[EXERCISE INSTRUCTIONS] State how many lines in the records hold the word "loop", giving the number and no other text.

[INPUT FOR THIS TASK]
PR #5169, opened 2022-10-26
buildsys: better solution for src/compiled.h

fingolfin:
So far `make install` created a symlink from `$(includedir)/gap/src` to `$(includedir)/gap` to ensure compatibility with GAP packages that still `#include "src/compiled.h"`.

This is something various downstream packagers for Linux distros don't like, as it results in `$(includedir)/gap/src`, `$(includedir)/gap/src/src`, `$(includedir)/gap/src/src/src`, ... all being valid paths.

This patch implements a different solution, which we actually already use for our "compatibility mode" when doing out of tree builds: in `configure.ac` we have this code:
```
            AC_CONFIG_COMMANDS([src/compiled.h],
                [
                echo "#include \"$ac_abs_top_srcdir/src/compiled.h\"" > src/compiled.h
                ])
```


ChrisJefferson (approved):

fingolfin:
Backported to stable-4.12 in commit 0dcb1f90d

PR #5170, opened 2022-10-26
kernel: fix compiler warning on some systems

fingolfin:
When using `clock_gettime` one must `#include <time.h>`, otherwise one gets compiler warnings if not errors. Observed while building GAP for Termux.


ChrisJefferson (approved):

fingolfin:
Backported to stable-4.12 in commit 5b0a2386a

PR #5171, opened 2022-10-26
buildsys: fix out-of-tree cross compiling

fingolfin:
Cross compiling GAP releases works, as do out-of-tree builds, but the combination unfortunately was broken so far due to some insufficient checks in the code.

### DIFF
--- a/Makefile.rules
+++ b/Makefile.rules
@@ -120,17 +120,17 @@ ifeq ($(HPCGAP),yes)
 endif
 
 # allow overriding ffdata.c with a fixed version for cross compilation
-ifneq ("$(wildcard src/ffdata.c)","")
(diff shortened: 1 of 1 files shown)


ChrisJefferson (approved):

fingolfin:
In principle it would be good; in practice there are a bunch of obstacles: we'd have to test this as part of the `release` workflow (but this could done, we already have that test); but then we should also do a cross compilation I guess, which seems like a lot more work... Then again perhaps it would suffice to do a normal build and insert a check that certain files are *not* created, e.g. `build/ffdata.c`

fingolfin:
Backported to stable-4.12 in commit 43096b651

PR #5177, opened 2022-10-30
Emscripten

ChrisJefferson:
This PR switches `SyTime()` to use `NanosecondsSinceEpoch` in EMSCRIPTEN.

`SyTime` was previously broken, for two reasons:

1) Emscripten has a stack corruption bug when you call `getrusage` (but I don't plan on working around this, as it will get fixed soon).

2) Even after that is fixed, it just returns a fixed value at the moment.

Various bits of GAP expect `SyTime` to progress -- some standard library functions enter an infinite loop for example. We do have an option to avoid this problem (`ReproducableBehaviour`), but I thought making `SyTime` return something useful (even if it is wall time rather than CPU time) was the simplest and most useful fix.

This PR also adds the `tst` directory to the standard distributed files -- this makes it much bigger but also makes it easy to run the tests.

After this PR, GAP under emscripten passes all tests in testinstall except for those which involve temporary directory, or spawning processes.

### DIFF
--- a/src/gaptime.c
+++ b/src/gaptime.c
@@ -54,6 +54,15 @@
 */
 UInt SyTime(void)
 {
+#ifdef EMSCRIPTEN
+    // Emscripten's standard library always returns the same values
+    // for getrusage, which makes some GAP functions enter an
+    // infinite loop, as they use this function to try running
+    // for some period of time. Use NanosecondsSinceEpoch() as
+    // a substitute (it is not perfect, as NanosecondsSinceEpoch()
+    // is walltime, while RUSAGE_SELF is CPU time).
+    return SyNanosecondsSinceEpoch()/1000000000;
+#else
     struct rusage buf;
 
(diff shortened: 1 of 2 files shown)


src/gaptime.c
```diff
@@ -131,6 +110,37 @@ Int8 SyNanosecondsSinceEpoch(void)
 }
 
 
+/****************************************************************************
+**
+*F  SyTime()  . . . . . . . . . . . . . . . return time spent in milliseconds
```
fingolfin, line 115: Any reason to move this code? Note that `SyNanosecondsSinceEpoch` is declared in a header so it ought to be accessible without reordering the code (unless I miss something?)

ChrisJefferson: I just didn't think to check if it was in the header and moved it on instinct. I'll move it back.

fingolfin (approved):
--
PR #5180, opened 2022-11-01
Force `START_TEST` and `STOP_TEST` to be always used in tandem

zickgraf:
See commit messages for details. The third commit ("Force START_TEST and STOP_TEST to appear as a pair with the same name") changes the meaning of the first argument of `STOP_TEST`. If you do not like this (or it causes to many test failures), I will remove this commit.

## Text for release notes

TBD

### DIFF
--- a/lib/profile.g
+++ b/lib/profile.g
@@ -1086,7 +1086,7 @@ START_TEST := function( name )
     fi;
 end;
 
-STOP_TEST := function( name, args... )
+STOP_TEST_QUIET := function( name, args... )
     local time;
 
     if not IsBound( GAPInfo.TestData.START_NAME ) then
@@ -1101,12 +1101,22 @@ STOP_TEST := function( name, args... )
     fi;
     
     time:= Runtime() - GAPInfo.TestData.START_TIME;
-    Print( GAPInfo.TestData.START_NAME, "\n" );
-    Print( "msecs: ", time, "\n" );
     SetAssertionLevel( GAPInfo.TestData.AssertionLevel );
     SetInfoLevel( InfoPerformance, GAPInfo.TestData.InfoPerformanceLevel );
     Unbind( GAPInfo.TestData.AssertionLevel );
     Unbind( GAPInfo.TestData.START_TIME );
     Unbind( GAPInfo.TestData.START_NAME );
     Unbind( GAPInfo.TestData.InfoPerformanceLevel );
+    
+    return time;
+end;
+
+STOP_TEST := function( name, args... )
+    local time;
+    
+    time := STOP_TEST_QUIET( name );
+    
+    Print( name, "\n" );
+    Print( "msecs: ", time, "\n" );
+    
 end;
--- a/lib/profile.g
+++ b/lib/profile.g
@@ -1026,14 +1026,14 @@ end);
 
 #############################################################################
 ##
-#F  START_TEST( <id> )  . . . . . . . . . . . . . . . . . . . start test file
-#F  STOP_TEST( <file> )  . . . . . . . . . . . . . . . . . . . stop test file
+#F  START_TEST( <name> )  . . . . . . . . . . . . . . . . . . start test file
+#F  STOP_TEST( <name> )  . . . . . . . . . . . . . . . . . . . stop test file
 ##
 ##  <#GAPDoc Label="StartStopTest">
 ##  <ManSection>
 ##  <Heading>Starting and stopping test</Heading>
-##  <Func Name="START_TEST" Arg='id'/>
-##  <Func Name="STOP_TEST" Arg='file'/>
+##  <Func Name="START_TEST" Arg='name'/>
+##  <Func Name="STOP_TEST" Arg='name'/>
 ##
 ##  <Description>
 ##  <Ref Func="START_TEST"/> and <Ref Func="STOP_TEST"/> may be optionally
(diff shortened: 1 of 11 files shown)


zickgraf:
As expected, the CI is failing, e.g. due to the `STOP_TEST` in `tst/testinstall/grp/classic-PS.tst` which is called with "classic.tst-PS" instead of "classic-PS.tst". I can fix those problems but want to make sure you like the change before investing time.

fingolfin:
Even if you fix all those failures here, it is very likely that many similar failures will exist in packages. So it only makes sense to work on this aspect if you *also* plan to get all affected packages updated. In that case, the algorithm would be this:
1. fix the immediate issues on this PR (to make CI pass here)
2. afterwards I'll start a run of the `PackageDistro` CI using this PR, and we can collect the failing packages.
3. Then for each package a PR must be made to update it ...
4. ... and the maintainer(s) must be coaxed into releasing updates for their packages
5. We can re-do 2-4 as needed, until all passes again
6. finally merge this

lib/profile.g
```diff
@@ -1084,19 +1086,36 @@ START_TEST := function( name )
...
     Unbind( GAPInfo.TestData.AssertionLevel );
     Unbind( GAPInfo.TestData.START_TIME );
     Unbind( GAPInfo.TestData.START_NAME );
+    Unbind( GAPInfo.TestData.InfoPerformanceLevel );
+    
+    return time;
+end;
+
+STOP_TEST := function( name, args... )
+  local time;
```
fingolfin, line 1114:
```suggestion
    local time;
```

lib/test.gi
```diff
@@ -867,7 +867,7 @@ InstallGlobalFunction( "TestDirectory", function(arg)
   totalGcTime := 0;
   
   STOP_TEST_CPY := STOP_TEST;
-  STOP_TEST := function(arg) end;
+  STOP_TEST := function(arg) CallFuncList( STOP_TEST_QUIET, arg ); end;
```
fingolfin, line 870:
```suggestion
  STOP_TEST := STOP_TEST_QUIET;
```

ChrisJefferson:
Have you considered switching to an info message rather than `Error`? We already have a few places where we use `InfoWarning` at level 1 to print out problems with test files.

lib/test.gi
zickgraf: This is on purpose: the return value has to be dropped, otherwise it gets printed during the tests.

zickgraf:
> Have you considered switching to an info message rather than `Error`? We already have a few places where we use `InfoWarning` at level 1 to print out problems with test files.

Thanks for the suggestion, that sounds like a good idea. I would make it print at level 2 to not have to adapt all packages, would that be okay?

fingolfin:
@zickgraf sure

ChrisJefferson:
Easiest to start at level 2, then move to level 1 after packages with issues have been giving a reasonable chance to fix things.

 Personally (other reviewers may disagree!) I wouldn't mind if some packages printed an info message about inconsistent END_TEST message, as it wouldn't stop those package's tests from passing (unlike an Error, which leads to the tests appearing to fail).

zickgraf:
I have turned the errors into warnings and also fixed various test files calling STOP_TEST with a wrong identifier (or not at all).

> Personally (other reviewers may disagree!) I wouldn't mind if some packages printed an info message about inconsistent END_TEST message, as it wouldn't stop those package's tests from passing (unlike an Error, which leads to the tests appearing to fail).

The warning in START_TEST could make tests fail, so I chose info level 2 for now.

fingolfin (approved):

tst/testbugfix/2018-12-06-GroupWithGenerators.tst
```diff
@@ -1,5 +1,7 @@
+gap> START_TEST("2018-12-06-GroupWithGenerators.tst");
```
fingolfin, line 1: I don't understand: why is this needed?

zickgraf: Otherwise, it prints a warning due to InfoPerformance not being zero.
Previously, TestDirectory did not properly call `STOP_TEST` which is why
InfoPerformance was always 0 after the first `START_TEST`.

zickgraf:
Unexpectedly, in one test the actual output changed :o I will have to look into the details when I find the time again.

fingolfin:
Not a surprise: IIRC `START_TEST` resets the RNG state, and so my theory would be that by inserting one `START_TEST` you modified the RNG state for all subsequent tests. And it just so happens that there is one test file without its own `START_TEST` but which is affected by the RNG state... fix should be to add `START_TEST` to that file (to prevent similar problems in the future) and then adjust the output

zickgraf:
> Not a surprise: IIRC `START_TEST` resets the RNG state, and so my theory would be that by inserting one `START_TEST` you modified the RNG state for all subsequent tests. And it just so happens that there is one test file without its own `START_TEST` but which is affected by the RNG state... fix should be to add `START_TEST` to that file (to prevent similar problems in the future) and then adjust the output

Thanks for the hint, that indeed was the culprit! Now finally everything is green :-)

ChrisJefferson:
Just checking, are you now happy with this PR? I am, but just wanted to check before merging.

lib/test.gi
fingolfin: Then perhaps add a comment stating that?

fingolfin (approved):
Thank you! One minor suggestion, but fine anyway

[THE COMPLETED TASK] 2